Conclusion and Future Perspectives

Applications of AuNPs in biomedicine are endorsed by their unique physicochemical properties and have shown great promise as theranostic agents. The increasing interest in biomedical applications of AuNPs is further encouraged by the biocompatibility and medical history of bulk gold, which suggests that the gold core in AuNPs will essentially display similar or improved properties [3]. But at the same time their small size can infer unique properties that will completely change their pharmacokinetics [144]. The diverse biomedical applications of AuNPs in diagnostics and therapeutics herein discussed demonstrate their potential to serve as adjunct theranostic agents. They can be used as drug delivery, PTT, diagnostic and molecular imaging agents [12, 33, 128]. In time, and with better knowledge of mechanisms of action, more AuNP-based systems will obtain approval for clinical use. However, the excitement of these biomedical applications of AuNPs should unequivocally be balanced with testing and validation of their safety in living systems before any clinical applications.

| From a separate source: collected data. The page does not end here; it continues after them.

PR #1950, opened 2018-03-29
Dbld refinements2

bazsi:
Another set of dbld improvements that I've encountered while doing all my development work using the docker containers. Mostly small stuff. Tarball generation should not be risky, The only change that could affect that is that I've added joe and netcat to the apt based images.

### DIFF
--- a/dbld/images/required-apt/all.txt
+++ b/dbld/images/required-apt/all.txt
@@ -31,19 +31,15 @@ tzdata
 # required for make/cmake
 make
 cmake
-
-# python stuff
-virtualenv
+astyle
 
 # required for make check
 libxml2-utils
 
-# other tools
-gdb
+# required for make dist
 git
-lsof
-strace
-vim
+
+# interactive tools
 less
 
 # debian packaging tools
--- a/dbld/rules
+++ b/dbld/rules
@@ -1,6 +1,6 @@
 #!/usr/bin/make -f
 
-IMAGES=centos6 centos7 jessie artful xenial trusty
+IMAGES=centos6 centos7 jessie artful xenial trusty devshell
 DEFAULT_IMAGE ?= xenial
 DEFAULT_DEB_IMAGE=$(DEFAULT_IMAGE)
 DEFAULT_RPM_IMAGE=centos7
--- a/dbld/rules
+++ b/dbld/rules
@@ -46,7 +46,8 @@ help:
 	@echo "Development:"
 	@echo "  bootstrap: bootstrap source from a git clone (e.g. autogen.sh and friends)"
 	@echo "  shell: start a shell in the specified OS"
-	@echo "  login: start a 2nd shell (as root) alongside an already running one"
+	@echo "  login: start a 2nd shell alongside an already running one"
+	@echo "  root-login: start a 2nd shell (as root) alongside an already running one"
 	@echo "  tarball: generate a tarball in a controlled environment (e.g. docker)"
 	@echo "  release: generate a release deb package in a controlled environment (e.g. docker)"
 	@echo ""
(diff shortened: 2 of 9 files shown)


kira-syslogng:
success

kira-syslogng:
success

mitzkia:
I am also thinking about a dbld related PR. It is about to make docker images thinner. And make clear which package is installed for what purpose. Like now: packages for automake/packages for configure, but deeper detailed in case of configure and pip install. Which package is installed for which module support. I think for now our images contains to many packages, and already there are a few of them where I do not know the exact purpose. Our built image is around 1GB, which  I think is quite much. If we follow the current "principle" (just adding a new packages for installation) where will it go? I think where we can make a decision is in "other tools" and "debian packaging tools" sections. What do you think about that to build a new (separate) image for debian packaging on top of a "basic dev image" (which we generate now).  This whole comment is came from there I saw new package installs like: astyle, netcat, ... Finally I think our images should contain only a strictly required packages for building and installing surely and maybe for debugging syslog-ng.

dbld/images/required-apt/all.txt
```diff
@@ -31,6 +31,7 @@ tzdata
 # required for make/cmake
 make
 cmake
+astyle
```
mitzkia: When do we depend on this package?

dbld/rules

In conclusion, more work needs to be done to taper the toxicity of AuNPs. This can be achieved by introducing biocompatible molecules on their surface [14, 15, 58, 159], and developing new and better synthesis methods, such as the use of green chemistry to produce biogenic NPs. All these developments may further broaden the applications of AuNPs in nanomedicine. AuNPs are non-biodegradable, and off-target distribution could result in chronic and lethal effects. All these concerns must be addressed before clinical translation; the existing trials will soon provide some clarity on their impact in human health. Should their health benefits outweigh their potential risks as is the case with the existing clinical drugs, it is a matter of time before they are approved for clinical use.